Trecento anni e non sentirli. Un percorso nella storia del brand del vino italiano più amato al mondo

Chianti. “Pane di Prato, vin di Pomino, potta lucchese e cinci fiorentino”. I proverbi non solo solo espressioni di saggezza. A volte, in due virgole e poche parole c’è la storia di un intero territorio. Il Chianti compie 300 anni. Ma dire che questo vino, quello che spinse addirittura Michelangelo Buonarroti e Niccolò Macchiavelli a dedicarsi alla sua coltivazione con Giuseppe Verdi intento a sorseggiarlo, li senta non è proprio il caso. Al massimo, potremmo dire, che il suo invecchiamento, nel tempo, ne ha fatto il vino più conosciuto al mondo. Più di Champagne e Bordeuax: parola dell’enologo e giornalista americano Burton Anderson.

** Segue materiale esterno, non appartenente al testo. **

PR #1045, opened 2024-03-08
Fixing issue with tabbing when a radio is the last element of the modal

### LINKED ISSUE #636: Focus escapes modal when radio buttons in modal
### Summary:

When there are radio buttons in a modal, you can escape focus with shift-tab.

### Steps to reproduce:

Steps are included in the test case below

### Expected behavior:

You should not be able to escape the modal's focus

### Link to example of issue:

https://codesandbox.io/s/my9vm34m68

### Additional notes:

Not sure if it's related specifically to radio buttons, but that is what is causing the issue for me

loganscharen:
The issue here was that the code was checking if the activeElement was the last element, but for radio groups, you can tab out without it being the last element. This checks if the tail and activeElement are part of the same radio group and if so treats it as if it were the last element

Acceptance Checklist:
- [X] Tests
- [ ] Documentation and examples (if needed)

Fixes #636 .

### DIFF
--- a/src/helpers/scopeTab.js
+++ b/src/helpers/scopeTab.js
@@ -7,7 +7,7 @@ function getActiveElement(el = document) {
 }
 
 function areFromSameRadioGroup(a, b) {
-  return a.type === "radio" && b.type === "radio" && a.name === b.name;
+  return a.name === b.name && a.type === "radio" && b.type === "radio";
 }
 
 export default function scopeTab(node, event) {


src/helpers/scopeTab.js
```diff
@@ -29,7 +29,13 @@ export default function scopeTab(node, event) {
     target = tail;
   }
 
-  if (tail === activeElement && !shiftKey) {
+  if (
+    (tail === activeElement ||
+       (activeElement.type === "radio" &&
+         tail.type === "radio" &&
+         tail.name === activeElement.name)) &&
```
diasbruno, line 36: You can move this into a function.

loganscharen:
Moved that to a function and updated the basic form example to have the radios at the end to be able to see the functionality

src/helpers/scopeTab.js
```diff
@@ -6,6 +6,14 @@ function getActiveElement(el = document) {
     : el.activeElement;
 }
 
+function isActiveElementInTailRadioGroup(activeElement, tail) {
```
diasbruno, line 9:
```suggestion
function areFromSameRadioGroup(a, b) {
```

src/helpers/scopeTab.js
```diff
@@ -29,7 +37,11 @@ export default function scopeTab(node, event) {
     target = tail;
   }
 
-  if (tail === activeElement && !shiftKey) {
+  if (
+    (tail === activeElement ||
+       isActiveElementInTailRadioGroup(activeElement, tail)) &&
```
diasbruno, line 42:
```suggestion
       areFromSameRadioGroup(activeElement, tail)) &&
```

examples/basic/forms/index.js
```diff
@@ -45,21 +45,21 @@ class Forms extends Component {
                 <input type="text"  />
```
diasbruno, line 45: You can revert this file. The tests is what matters.

diasbruno:
@loganscharen @doeg Is there any accessibility tool or documentation where we chan check this behavior?

diasbruno:
> Do you mean checking whether the new behaviour is compliant with W3 standards?

Yep, please.

loganscharen:
Is this what you mean?
https://www.w3.org/WAI/ARIA/apg/patterns/dialog-modal/#keyboardinteraction

diasbruno:
@loganscharen Yas, but for the case of radio groups. If we are going to intervening on default browser behavior, we need to do it right.

loganscharen:
https://www.w3.org/WAI/ARIA/apg/patterns/radio/#keyboardinteraction

So this? That tab is used to go into and out of the radio group and not between the elements of the group. So the radio group is the last tabbable element, not each radio button separately.

loganscharen:
@diasbruno anything else needed to get this merged?

diasbruno:
@loganscharen Thanks. That's what I was looking for.

There are some rules on that specification. Should we add tests to check if the behavior is correct (arrows, space)?

Also, long time ago there was this issue https://github.com/reactjs/react-modal/blob/master/src/helpers/scopeTab.js#L48, but I think I've implemented not respecting the radio specification. Should this cause this bug?

loganscharen:
I don't see why we would need to test that space and arrow are working correctly, we're not touching that functionality at all.

The safari bug doesn't have any impact on this, this is just occurring because we're currently looking at the last element, but from a radio group, the last element isn't always the last tabbable element.

diasbruno:
Ok. I'll have a look on it later.

src/helpers/scopeTab.js
```diff
@@ -7,11 +7,7 @@ function getActiveElement(el = document) {
 }
 
 function areFromSameRadioGroup(a, b) {
-  return (
-    activeElement.type === "radio" &&
-    tail.type === "radio" &&
-    tail.name === activeElement.name
-  );
+  return a.type === "radio" && b.type === "radio" && a.name === b.name;
```
diasbruno, line 10:
```suggestion
  return a.name === b.name && a.type === "radio" && b.type === "radio";
```

loganscharen:
@diasbruno Forgot about this, but any chance you could take a look at it again?

Divya1k5:
@loganscharen @diasbruno This issue still exists. Any reasons why y'all have held off on merging this PR?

Chianti: la caccia al tesoro artistica per festeggiare i suoi 300 anni

Chianti The Art of the Treasure Hunt in Chianti Classico

Se ne è parlato tanto nelle scorse settimane. Per celebrare i suoi 300 anni, sette aziende del Chianti (Fèlsina, Castello di Ama, Castello di Brolio, Colle Bereto, Gagliole, Borgo San Felice e Castello di Volpaia), hanno organizzato, sotto la guida di Kasia Redzisz curatrice della Tate di Liverpool, l’Art of Treasure Hunt. Una caccia al tesoro artistico che andrà avanti fino ad ottobre. Una vera e propria opera di mecenatismo che, ancora una volta, sancisce la felice unione tra vino e arte. Opere d’arte “nascoste” nelle cantine pronte a stupire i visitatori. Questo è ciò che accadrà nelle sette aziende. Tutte riconosciute da Wine Spectator come tra le migliori con punteggi che vanno da 90 a 98 su 100. 

Ma forse se i più sanno che soprattutto in Toscana il mecenatismo, nel mondo del vino, ebbe un impatto pazzesco su tutto quello che sarebbe stato il futuro della regione. Insomma, bisogna tornare molti indietro per capire perché quel “gallo nero” oggi simbolo del Consorzio di Tutela, non ha mai smesso di far squillare la sua ugola.  

 

Chianti: la Docg ante-literam che anticipò il ruolo dei Consorzi.

chianti - bando Cosimo III de' Medici

 

Partiamo dall’anno di cui si celebra il trecentesimo. Era i 1716 quando il Granduca Cosimo III De’ Medici promulgò il bando che, di fatto, costituì la prima Docg della storia. Una Docg dove ritroviamo proprio quel Pomino, il vino del proverbio, a dimostrazione di quanto, le vigne e le cantine, abbiano influito nella storia di questa regione. Non che fu un gran regno quello di Cosimo III, ma in campo agroalimentare il Granduca le idee le aveva chiare.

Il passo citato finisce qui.